Jeanne P. Blaustein, PhD

Dr. Jeannie Blaustein has spent her professional career as a therapist, pastoral counselor, and community leader, supporting people in the work of having difficult conversations about love, loss, and conflict. Over the last 15 years, her work has gravitated toward the field of end of life, and in particular, the work of advanced care planning, perhaps the most difficult conversation we must each have with our loved ones, yet by far one of the most important.

Jeannie is deeply committed to improving End of Life care and practices in this country. She is the founding board chair of Reimagine End of LIfe, a non-profit organization that aims to transform people’s individual and collective experiences of death, dying, and living. Reimagine hosts community-driven festivals that bring creativity, connection, and essential conversation to cities around the world designed to help break down taboos around death and dying.

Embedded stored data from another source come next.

PR #2343, opened 2021-09-10
Split `interruptible`

### LINKED ISSUE #2268: Deprecate `interruptible(boolean)` and replace with `interruptible`/`interruptibleMany`
By "deprecate" I mean "set to `private[effect]` and undo the currying". We need to maintain binary compatibility but we can break source compatibility with this change. The goal should be for `IO.interruptible(...)` to be equivalent to what `IO.interruptible(false)(...)` is *today*, while `IO.interruptibleMany(...)` should be equivalent to `IO.interruptible(true)(...)`. This change should also be applied to `Sync`.

### Discussed in https://github.com/typelevel/cats-effect/discussions/2248

<div type='discussions-op-text'>

<sup>Originally posted by **etspaceman** August 19, 2021</sup>
I'm wondering if we should create an alias around this. For example,  `interruptible(false)` reads like it isn't interruptible. Perhaps we should consider `interruptibleOnce` and `interruptibleMany`. </div>

alexandrustana:
This PR tries to fix #2268.
Running `mimaReportBinaryIssues` doesn't seem to report anything, so I hope the changes are binary compatible 😄 

TODO:
- [x] add scalafix migration

### DIFF
--- a/core/js/src/main/scala/cats/effect/IOCompanionPlatform.scala
+++ b/core/js/src/main/scala/cats/effect/IOCompanionPlatform.scala
@@ -25,7 +25,7 @@ private[effect] abstract class IOCompanionPlatform { this: IO.type =>
   def blocking[A](thunk: => A): IO[A] =
     apply(thunk)
 
-  def interruptible[A](many: Boolean)(thunk: => A): IO[A] = {
+  private[effect] def interruptible[A](many: Boolean, thunk: => A): IO[A] = {
     val _ = many
     apply(thunk)
   }
--- a/core/js/src/main/scala/cats/effect/IOCompanionPlatform.scala
+++ b/core/js/src/main/scala/cats/effect/IOCompanionPlatform.scala
@@ -25,14 +25,14 @@ private[effect] abstract class IOCompanionPlatform { this: IO.type =>
   def blocking[A](thunk: => A): IO[A] =
     apply(thunk)
 
-  def interruptible[A](many: Boolean)(thunk: => A): IO[A] = {
+  private[effect] def interruptible[A](many: Boolean, thunk: => A): IO[A] = {
     val _ = many
     apply(thunk)
   }
 
-  def interruptible[A](thunk: => A): IO[A] = interruptible(false)(thunk)
+  def interruptible[A](thunk: => A): IO[A] = interruptible(false, thunk)
 
-  def interruptibleMany[A](thunk: => A): IO[A] = interruptible(true)(thunk)
+  def interruptibleMany[A](thunk: => A): IO[A] = interruptible(true, thunk)
 
   def suspend[A](hint: Sync.Type)(thunk: => A): IO[A] = {
     val _ = hint
--- a/core/js/src/main/scala/cats/effect/IOCompanionPlatform.scala
+++ b/core/js/src/main/scala/cats/effect/IOCompanionPlatform.scala
@@ -30,9 +30,9 @@ private[effect] abstract class IOCompanionPlatform { this: IO.type =>
     apply(thunk)
   }
 
-  def interruptible[A](thunk: => A): IO[A] = interruptible(false)(thunk)
+  def interruptible[A](thunk: => A): IO[A] = interruptible(false, thunk)
 
-  def interruptibleMany[A](thunk: => A): IO[A] = interruptible(true)(thunk)
+  def interruptibleMany[A](thunk: => A): IO[A] = interruptible(true, thunk)
 
   def suspend[A](hint: Sync.Type)(thunk: => A): IO[A] = {
     val _ = hint
--- a/core/js/src/main/scala/cats/effect/IOCompanionPlatform.scala
+++ b/core/js/src/main/scala/cats/effect/IOCompanionPlatform.scala
@@ -30,6 +30,10 @@ private[effect] abstract class IOCompanionPlatform { this: IO.type =>
     apply(thunk)
   }
 
+  def interruptible[A](thunk: => A): IO[A] = interruptible(false)(thunk)
+
+  def interruptibleMany[A](thunk: => A): IO[A] = interruptible(true)(thunk)
+
   def suspend[A](hint: Sync.Type)(thunk: => A): IO[A] = {
     val _ = hint
     apply(thunk)
--- a/core/jvm/src/main/scala/cats/effect/IOCompanionPlatform.scala
+++ b/core/jvm/src/main/scala/cats/effect/IOCompanionPlatform.scala
@@ -33,7 +33,9 @@ private[effect] abstract class IOCompanionPlatform { this: IO.type =>
     Blocking(TypeBlocking, fn, Tracing.calculateTracingEvent(fn.getClass))
   }
 
-  private[effect] def interruptible[A](many: Boolean, thunk: => A): IO[A] = {
+  // this cannot be marked private[effect] because of static forwarders in Java
+  @deprecated("use interruptible / interruptibleMany instead", "3.3.0")
+  def interruptible[A](many: Boolean, thunk: => A): IO[A] = {
     val fn = Thunk.asFunction0(thunk)
     Blocking(
       if (many) TypeInterruptibleMany else TypeInterruptibleOnce,
@@ -41,9 +43,15 @@ private[effect] abstract class IOCompanionPlatform { this: IO.type =>
       Tracing.calculateTracingEvent(fn.getClass))
   }
 
-  def interruptible[A](thunk: => A): IO[A] = interruptible(false, thunk)
+  def interruptible[A](thunk: => A): IO[A] = {
+    val fn = Thunk.asFunction0(thunk)
+    Blocking(TypeInterruptibleOnce, fn, Tracing.calculateTracingEvent(fn.getClass))
+  }
 
-  def interruptibleMany[A](thunk: => A): IO[A] = interruptible(true, thunk)
+  def interruptibleMany[A](thunk: => A): IO[A] = {
+    val fn = Thunk.asFunction0(thunk)
+    Blocking(TypeInterruptibleMany, fn, Tracing.calculateTracingEvent(fn.getClass))
+  }
 
   def suspend[A](hint: Sync.Type)(thunk: => A): IO[A] =
     if (hint eq TypeDelay)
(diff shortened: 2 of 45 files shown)


core/shared/src/main/scala/cats/effect/IO.scala
```diff
@@ -1466,8 +1466,9 @@ object IO extends IOCompanionPlatform with IOLowPriorityImplicits {
 
     override def blocking[A](thunk: => A): IO[A] = IO.blocking(thunk)
 
-    override def interruptible[A](many: Boolean)(thunk: => A): IO[A] =
-      IO.interruptible(many)(thunk)
+    override def interruptible[A](thunk: => A): IO[A] = IO.interruptible(false)(thunk)
```
djspiewak: I think we also need to change the definition of `interruptible` on the `IO` companion itself.

djspiewak (changes requested):
This looks really good apart from my one note! And I would generally trust mima: the approached you used is indeed binary compatible.

kernel/shared/src/main/scala/cats/effect/kernel/Sync.scala
```diff
@@ -88,9 +88,13 @@ trait Sync[F[_]] extends MonadCancel[F, Throwable] with Clock[F] with Unique[F]
    *   The side effect which is to be suspended in `F[_]` and evaluated on a blocking execution
    *   context
    */
-  def interruptible[A](many: Boolean)(thunk: => A): F[A] =
+  private[effect] def interruptible[A](many: Boolean)(thunk: => A): F[A] =
     suspend(if (many) InterruptibleMany else InterruptibleOnce)(thunk)
```
djspiewak: Oh, one more thing: I would delegate this implementation to the new public ones, rather than vice versa, since this is the shim.

vasilmkd:
Thanks for taking this on.

core/shared/src/main/scala/cats/effect/IO.scala
armanbilge: Oh, while you do that, you should also fix the `thunk`s like in [#2226](https://github.com/typelevel/cats-effect/pull/2226/files#diff-2dec4bb5f2b890f966e62cfdfcc6d32746235e45b4a14113f56e38b49923132a), looks like I missed them.

core/js/src/main/scala/cats/effect/IOCompanionPlatform.scala
```diff
@@ -30,6 +30,10 @@ private[effect] abstract class IOCompanionPlatform { this: IO.type =>
     apply(thunk)
   }
 
+  def interruptible[A](thunk: => A): IO[A] = interruptible(false)(thunk)
```
djspiewak: Also needs to be accompanied by marking the original `interruptible` as `private[effect]`

core/jvm/src/main/scala/cats/effect/IOCompanionPlatform.scala
```diff
@@ -29,18 +29,22 @@ private[effect] abstract class IOCompanionPlatform { this: IO.type =>
   private[this] val TypeInterruptibleMany = Sync.Type.InterruptibleMany
 
   def blocking[A](thunk: => A): IO[A] = {
-    val fn = () => thunk
+    val fn = Thunk.asFunction0(thunk)
     Blocking(TypeBlocking, fn, Tracing.calculateTracingEvent(fn.getClass))
   }
 
   def interruptible[A](many: Boolean)(thunk: => A): IO[A] = {
-    val fn = () => thunk
```
djspiewak, line 37: The original `interruptible` needs to be marked as `private[effect]

djspiewak (dismissed):

core/js/src/main/scala/cats/effect/IOCompanionPlatform.scala
alexandrustana: Is it necessary though? The class already has the `private[effect]` modifier.

djspiewak: It is! This class is inherited by a subclass which is *not* `private[effect]`.

djspiewak:
> for the output test folder a new version which is not yet released and will contain these changes)

Can we solve this by publishing a snapshot?

core/js/src/main/scala/cats/effect/IOCompanionPlatform.scala
alexandrustana: I've added the modifier. But the only way to still be _binary compatible_ was to keep the methods as is in the `IOCompanionPlatforms`, override the method in `IO.scala` and add the modifier there.

core/shared/src/main/scala/cats/effect/IO.scala
```diff
@@ -1466,9 +1466,13 @@ object IO extends IOCompanionPlatform with IOLowPriorityImplicits {
 
     override def blocking[A](thunk: => A): IO[A] = IO.blocking(thunk)
 
-    override def interruptible[A](many: Boolean)(thunk: => A): IO[A] =
+    private[effect] override def interruptible[A](many: Boolean)(thunk: => A): IO[A] =
```
djspiewak: Wait you can do that?

vasilmkd: It technically doesn't change the visibility in the bytecode, so yes.

djspiewak: Are we sure it does what we want downstream?

vasilmkd: Yeah, let's not take that risk.

djspiewak:
```
scala> import cats.effect.IO
import cats.effect.IO

scala> IO.interruptible(false) { println("hi") }
val res0: cats.effect.IO[Unit] = IO(...)
```

Looks like it doesn't mask it.

vasilmkd: Ok, thanks for confirming. Good to know.

djspiewak:
For posterity, the problem here is the following:

```
[error] cats-effect: Failed binary compatibility check against org.typelevel:cats-effect_2.13:3.1.0! Found 1 potential problems (filtered 7)
[error]  * static method interruptible(Boolean,scala.Function0)cats.effect.IO in class cats.effect.IO does not have a correspondent in current version
[error]    filter with: ProblemFilters.exclude[DirectMissingMethodProblem]("cats.effect.IO.interruptible")
```

Looks like the `private[effect]` overload isn't getting peered into a static forwarder. I'm not totally certain how to trick the compiler into doing that…

djspiewak:
IMO, it's worth breaking binary compatibility with Java interop on this one function in order to get the better API for everyone. Anyone have any objections? Paging @rossabaker and @johnynek for opposing opinions.

johnynek:
just to chime in: 

My feeling is that runtime errors really suck, and if you want to be a super core library, you will be implicated in many diamonds, so try to never break binary compatibility.

But this is your project, of course, so make your own calls.

djspiewak:
I do very much agree with this. The only reason I'm even pondering the breakage is the fact that it's confined to the Java interop exclusively. Scala code paths never hit this forwarder and remain binary compatible.

armanbilge:
FWIW http4s recently made a similar decision to eschew Java forwarders in https://github.com/http4s/http4s/pull/5071#issuecomment-898705809.

alexandrustana:
@djspiewak @vasilmkd, can someone publish a snapshot, please, so I can try and write the scalafix migration? (if it is still needed I mean 😄 )

vasilmkd:
I will right now.

vasilmkd:
```scala
"io.vasilev" %%% "cats-effect" % "3.3-208-b352672"
```
@alexandrustana

vasilmkd (commented):
How did the `build.sbt` changes get pulled in? That PR is not merged yet.

rossabaker:
This one is tough: a marginally better API for what is probably 100% of users, or a landmine for an unanticipated use case.  We chose the Scala users in http4s, but it makes me queasy, and the risk is higher on this project.

A third option is bytecode postprocessing.  I haven't done it in the Scala Era, but I'm pretty sure it would be possible.

vasilmkd:
With a repeated word of caution and previous experience, maybe it is worth reconsidering the extent of this change.

alexandrustana:
Having these in mind, should I close this PR?

vasilmkd:
No, not yet, let's have a discussion with Daniel, whenever he's back.

We'll definitely add `interruptibleOnce` and `interruptibleMany` if this doesn't go through, and the scalafix rules will still be good (with minor changes).

djspiewak:
I'm back ish. :-) To @rossabaker's point… There's another option here, which is that we can keep the current `interruptible` overload public and mark it as `@deprecated`. That's what's visible currently in the PR, and thus there is no binary breakage at all. It's kind of ugly, but it's not really the end of the world, and it's probably less fraught than bytecode shenanigans in the build.

Either way, I think that we can shift the discussion a bit. We agree the changes here are good (I think), and they're binary-compatible as currently written. I'm in favor of merging this PR and having a follow-up if we want to get fancy with hiding the old `interruptible` overload.

scalafix/build.sbt
```diff
@@ -43,3 +43,37 @@ lazy val v3_0_0_tests = project
...
+      "org.typelevel" %% "cats-effect" % "3.0.0"
+    ),
+    scalacOptions += "-P:semanticdb:synthetics:on"
+  )
+
+lazy val v3_3_0_output = project
+  .in(file("v3_3_0/output"))
+  .settings(
+    libraryDependencies ++= Seq(
+      "io.vasilev" %% "cats-effect" % "3.3-208-b352672"
```
djspiewak, line 61: Let's remember to update this to the mainline 3.3.0 once released

djspiewak (approved):
Awesome work, @alexandrustana! Thanks for shepherding this through the process, and sorry for handing you such a thorny change.

fthomas:
FYI: https://github.com/scala-steward-org/scala-steward/pull/2270 adds the v3_3_0 Scalafix to Scala Steward.

alexandrustana:
@djspiewak, @vasilmkd thank you for all the help and support 🙂

vasilmkd:
Thank you @fthomas!

@alexandrustana Thank you for the outstanding work and your patience.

She has served as a volunteer at Beth Israel Hospital, Zicklin Residential Hospice in Riverdale, NY, and as a hospice visitor in people’s homes. Jeannie completed the Art of Dying Institute’s End of Life doula course (to accompany the dying), and currently sits on the Steering Committee of “What Matters: Caring Conversations About End of Life, of which she is a certified What Matters/Respecting Choices Facilitator, Instructor and Supervisor. She has completed one year of Clinical Pastoral Education at the Jewish Theological Seminary, and worked as a chaplain on the Geriatric and Palliative Care service at Mt. Sinai Hospital in NYC.

A strong believer in the power of art to transform thinking and attitudes, Jeannie is an Executive Producer of Defining Hope, a film by noted photographer Carolyn Jones, highlighting the critical role that nurses play in hospice care. Jeannie and her husband Peter Bokor are also Executive Producers of Wrestling Jerusalem The Film, by Aaron Davidman, a remarkable one-man show which depicts the complexity of the Israeli-Palestinian conflict through empathy-driven portrayals of 17 different individual stakeholders in the situation.

Board service experience includes The Morton K. and Jane Blaustein Foundation (President) which works to advance racial, environmental and immigrant/refugee justice, the Berman Bioethics Institute of Johns Hopkins University and Congregation B’nai Jeshurun (President, then Chair), LitWorld, and the Institute for Jewish Spirituality.

A graduate of Brown University (A.B. History) and NYU University (M.A. History), Jeannie is a licensed clinical psychologist (City University of NY) and holds a Doctor of Ministry degree in pastoral care and counseling (Hebrew Union College – Jewish Institute of Religion).

Jeannie lives in NYC with her husband Peter Bokor, and happily welcomes home their two adult daughters (Sophie, Carleton College, 2018 & Livia, Yale University, 2020).